Supplied records.
★ ★ ★ ★ ★ ★ ★

PR #368, opened 2026-05-03
Add DB Seeding

TheTedder:
Adds some seed data for developers to work with and fixes a few compiler warnings along the way.


zysim (approved):
I can't believe that ReloadTypes call was all it took

PR #369, opened 2026-06-16
Return Relations in GetRun

zysim:
Returns the (viewmodelled) relations in `GetRunForCategory`, instead of just their IDs.

Consequence of this is that both the board ID and the board viewmodel will be part of the response:

image

Also added a `JSONIgnore` on `CategoryViewModel.Leaderboard` to preserve existing behaviour on Category* endpoints, e.g. `GetCategoryBySlug` (notice the lack of `leaderboard` in the response):

image

### DIFF
--- a/LeaderboardBackend/Models/ViewModels/CategoryViewModel.cs
+++ b/LeaderboardBackend/Models/ViewModels/CategoryViewModel.cs
@@ -65,7 +65,7 @@ public record CategoryViewModel
         SortDirection = category.SortDirection,
         Type = category.Type,
         LeaderboardId = category.LeaderboardId,
-        Leaderboard = category.Leaderboard != null ? LeaderboardViewModel.MapFrom(category.Leaderboard) : null,
+        Leaderboard = LeaderboardViewModel.MapFrom(category.Leaderboard!),
         CreatedAt = category.CreatedAt,
         UpdatedAt = category.UpdatedAt,
         DeletedAt = category.DeletedAt,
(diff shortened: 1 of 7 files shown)


LeaderboardBackend/Models/ViewModels/CategoryViewModel.cs
```diff
@@ -66,3 +67,25 @@ public record CategoryViewModel
         Status = category.Status()
     };
 }
+
+public record CategoryViewModelWithRelations : CategoryViewModel
+{
+    /// <inheritdoc cref="Category.Leaderboard" />
+    public LeaderboardViewModel Leaderboard { get; set; } = null!;
```
TheTedder: I think this should be `required` to keep it in line with the other viewmodel fields. That would also allow us to not coerce it to null I believe.

LeaderboardBackend/Models/ViewModels/RunViewModel.cs
```diff
@@ -114,3 +114,56 @@ public record ScoredRunViewModel : RunViewModel
     /// </summary>
     public required long Score { get; set; }
 }
+
+[JsonPolymorphic(UnknownDerivedTypeHandling = JsonUnknownDerivedTypeHandling.FallBackToNearestAncestor)]
+[JsonDerivedType(typeof(TimedRunViewModelWithRelations), "Time")]
+[JsonDerivedType(typeof(ScoredRunViewModelWithRelations), "Score")]
+public record RunViewModelWithRelations : RunViewModel
+{
+    public CategoryViewModelWithRelations Category { get; set; } = null!;
```
TheTedder: See other comment about this being `required`.

TheTedder (commented):
I would prefer a suffix other than `WithRelations`. Possibly `Full`? It would be good to have a docstring comment on the different viewmodels explaining the difference so people can see at a glance why we have both.

TheTedder (approved):

PR #1161, opened 2026-04-20
feat(claude-code): add {user_id} retainTags template variable

### LINKED ISSUE #1160: feat(claude-code): add {user_id} retainTags template variable from HINDSIGHT_USER_ID env
## Background

`hindsight-integrations/claude-code` resolves template variables in `retainTags` and `retainMetadata` at retain time (`scripts/retain.py`). Today: `{session_id}`, `{bank_id}`, `{timestamp}`. Tags attached here become `recall` filter keys, so `retainTags` is the natural surface for identity namespaces like `user:<id>`.

## Problem

None of the existing variables reflects the human user. Hardcoding `"retainTags": ["user:alice"]` works for a single machine but breaks as soon as `settings.json` is distributed via dotfiles across accounts — the value has to come from the environment.

Falling back to a blank string is not safe either: `"user:{user_id}"` would resolve to `"user:"` when the env is unset and pollute the bank with a dangling-namespace tag that matches no real identity.

## Proposed Solution

1. Add `{user_id}` as a fourth template variable, resolved from `HINDSIGHT_USER_ID` (empty string if unset). Applies to both `retainTags` and `retainMetadata`.
2. After resolution, drop any tag of the form `"<ns>:"` with an empty post-colon segment. Tags without `:` are untouched — scoped guard, namespaced patterns only.
3. If every tag drops, send no `tags` field (rather than an empty list).

Result: one portable config works everywhere.

```json
{ "retainTags": ["user:{user_id}", "session:{session_id}"] }
```

Set `HINDSIGHT_USER_ID` per shell for per-user scoping; leave it unset to fall back to session-only tagging.

soichisumi:
## Summary

- Adds `{user_id}` template variable to `retainTags` / `retainMetadata`, resolved from `HINDSIGHT_USER_ID`.
- After resolution, drops tags of the form `"<ns>:"` (empty post-colon segment). Tags without `:` are untouched.
- Four new tests covering env-set / env-unset-drop / colon-less-preserved / all-dropped-yields-no-field. Full suite: 133 passed.

Fixes #1160.

## What

- `scripts/retain.py`: extend `template_vars` with `"user_id": os.environ.get("HINDSIGHT_USER_ID", "")`, rewrite the tag-resolution loop to drop dangling namespaced tags (logged via `debug_log`).
- `tests/test_hooks.py`: four new cases in `TestRetainHook`. `{user_id}` is injected via `_run_hook`'s `extra_env` (the helper strips real `HINDSIGHT_*` vars by design).
- `README.md`: expanded `retainTags` description, template variables reference table, per-user scoping example.
- `CHANGELOG.md`: `[Unreleased]` Added / Changed entries.

## How

`template_vars["user_id"]` is resolved once and applies to both `retainTags` and `retainMetadata` because `_resolve_template` is shared.

After `_resolve_template`, the loop skips any tag where `":" in resolved and resolved.split(":", 1)[1] == ""`. Colon-less tags never match the guard, so backward compat is preserved by construction. If every tag drops, `tags` is normalized to `None`; `HindsightClient.retain`'s existing field-omission path (`client.py:144` — `if tags: item["tags"] = tags`) then omits the field from the outgoing request.

## Test plan

- [x] [auto] `pytest tests/test_hooks.py -v -k retain_tag` → 5 passed (1 existing + 4 new).
- [x] [auto] `pytest tests/ -v` → 133 passed, no regression.
- [ ] [manual] CI green on this PR.

### DIFF
--- a/hindsight-integrations/claude-code/CHANGELOG.md
+++ b/hindsight-integrations/claude-code/CHANGELOG.md
@@ -1,5 +1,20 @@
 # Changelog
 
+## [Unreleased]
+
+### Added
+
+- `{user_id}` template variable for `retainTags` and `retainMetadata`, resolved
+  from the `HINDSIGHT_USER_ID` env var (empty string if unset). Enables
+  machine-independent per-user memory scoping without hardcoding user ids in
+  `settings.json`.
+
+### Changed
+
+- Tags that resolve to an empty namespace content (e.g. `"user:"` when
+  `HINDSIGHT_USER_ID` is unset) are now dropped from retain requests. Previously
+  such tags were sent as-is. Tags without `:` are unaffected.
+
 ## [0.1.0] - 2025-03-23
 
 ### Added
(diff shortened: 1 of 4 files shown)


nicoloboschi (approved):
LGTM, thanks!

PR #1185, opened 2026-04-21
fix(codex): fix encoding with PowerShell

jerviscui:
Resolves two issues:
~~1. Windows installation script `get-codex.ps1`~~
2. Forces PowerShell to use UTF-8 encoding to prevent Recall API exceptions caused by the default system character encoding.


nicoloboschi (changes requested):
ok for the encoding changes, but not for the ps script to install codex, it shouldn't live in our repo

jerviscui:
> ok for the encoding changes, but not for the ps script to install codex, it shouldn't live in our repo

removed the ps script

nicoloboschi (approved):

Issue #1042, opened 2026-04-14
LLM call retry budget for consolidation is unbounded and unconfigurable (up to 33 calls per batch)


ChampPABA:
## Summary

A single `consolidation` batch can make up to **33 Gemini API calls** during an upstream outage before giving up, and neither the inner nor the outer retry count is configurable via environment variables. Combined with the slot-holding behaviour of the worker (see #991), this turns a transient upstream `503` into a multi-hour outage of the consolidation pipeline.

## The math, with upstream defaults

Two nested retry layers, both using upstream defaults:

1. **Outer loop** in `engine/consolidation/consolidator.py` (~L1185–L1212):

   ```python
   max_attempts = 3  # hardcoded
   for attempt in range(1, max_attempts + 1):
       try:
           response = await llm_config.call(..., scope="consolidation")
           ...
       except Exception as exc:
           logger.warning(f"[CONSOLIDATION] LLM batch call failed (attempt {attempt}/{max_attempts}): {exc}")
   ```

2. **Inner loop** in `engine/providers/gemini_llm.py::GeminiLLM.call` (L165, L245):

   ```python
   async def call(
       self,
       ...
       max_retries: int = 10,   # default
       ...
   ):
       ...
       for attempt in range(max_retries + 1):   # 11 attempts total
           ...
   ```

   The consolidation call site (`consolidator.py` ~L1192) passes `scope="consolidation"` but does **not** override `max_retries`, so the default (`10` → 11 attempts) is used.

Worst case per batch: **3 × 11 = 33 Gemini API calls**, and there is no wall-clock budget to stop earlier.

## Why the existing env var doesn't help

`HINDSIGHT_API_LLM_MAX_RETRIES` (`config.py` L128, L1167) is wired into `engine/retain/fact_extraction.py` but **not** into the consolidation path. So operators who notice the retry storm in logs have no knob to turn — the only option is a code patch.

## Observed impact

During a ~90-minute Gemini `503 UNAVAILABLE` episode on `gemini-3.1-flash-lite-preview`:

- Two `consolidation` ops stayed in `status='processing'` for >2 hours each, cycling through `llm.gemini.consolidation.attempt=1/11 … 11/11` multiple times under the outer loop.
- Worker slots pinned at `slots=2/10 (consolidation=2/2)` the entire time.
- DB connection pool saturated to `waiters=98` (recall handlers starving).
[...]

PR #1188, opened 2026-04-21
feat(api): expose retry_count and next_retry_at on operation responses

cdbartholomew:
## Summary

The \`async_operations\` table has tracked \`retry_count\` and \`next_retry_at\` for every task since the worker poller was introduced, but neither is exposed through the generic list / status endpoints or plumbed through to validator extensions. That leaves two consumers unable to distinguish a freshly-queued pending task from one parked for a future retry:

- **API clients** watching task state (UI, SDKs) — a pending task could be awaiting immediate pickup or be parked hours out; there's no way to tell.
- **Validator extensions** deciding when to reschedule a task — without access to retry_count, they can't compute per-attempt backoff without a separate DB round-trip.

This aligns \`OperationResponse\` and \`OperationStatusResponse\` with the pattern already used by \`WebhookDeliveryResponse\` (which has exposed both fields since #1042).

## Changes

- Add \`retry_count: int = 0\` and \`next_retry_at: str | None = None\` to \`OperationResponse\` and \`OperationStatusResponse\`. Completed tasks carry \`next_retry_at=null\`; a pending task with \`next_retry_at\` in the future signals the task is parked rather than awaiting immediate pickup.
- \`list_operations\` and \`get_operation_status\`: include the columns in their SELECT, emit as ISO-8601.
- Add \`retry_count: int = 0\` to \`RequestContext\`. Worker task handlers (\`_handle_batch_retain\`, \`_handle_file_convert\`, \`_handle_consolidation\`, \`_handle_refresh_mental_model\`) populate it from \`task_dict["_retry_count"]\` before dispatching. Defaults to \`0\` for sync/HTTP requests, so no caller-side change is required.

## Test plan

- [x] \`test_operation_status_exposes_retry_count_and_next_retry_at\` — both list and status endpoints expose the fields; a future \`next_retry_at\` round-trips through the API as ISO-8601 within 1-second tolerance
- [x] \`test_request_context_retry_count_propagated_to_validator\` — validator sees \`ctx.request_context.retry_count == task_dict["_retry_count"]\`, including the default-0 case when the key is absent
- [x] Full \`test_async_batch_retain\` suite passes (14 tests)

## Compatibility

Both field additions are fully backwards-compatible: they have defaults, clients that don't read them see no change. Extensions that don't populate \`retry_count\` on \`RequestContext\` continue to see \`0\` via the default.

### DIFF
--- a/hindsight-api-slim/hindsight_api/api/http.py
+++ b/hindsight-api-slim/hindsight_api/api/http.py
@@ -2119,6 +2119,8 @@ class OperationResponse(BaseModel):
                 "created_at": "2024-01-15T10:30:00Z",
                 "status": "pending",
                 "error_message": None,
+                "retry_count": 0,
+                "next_retry_at": None,
             }
         }
     )
@@ -2130,6 +2132,20 @@ class OperationResponse(BaseModel):
     created_at: str
     status: str
     error_message: str | None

★ ★ ★ ★ ★ ★ ★

Required work. Copy every line in the entries above that has the string "form" in it.

Answer for this exercise.
2. After resolution, drop any tag of the form `"<ns>:"` with an empty post-colon segment. Tags without `:` are untouched — scoped guard, namespaced patterns only.
- After resolution, drops tags of the form `"<ns>:"` (empty post-colon segment). Tags without `:` are untouched.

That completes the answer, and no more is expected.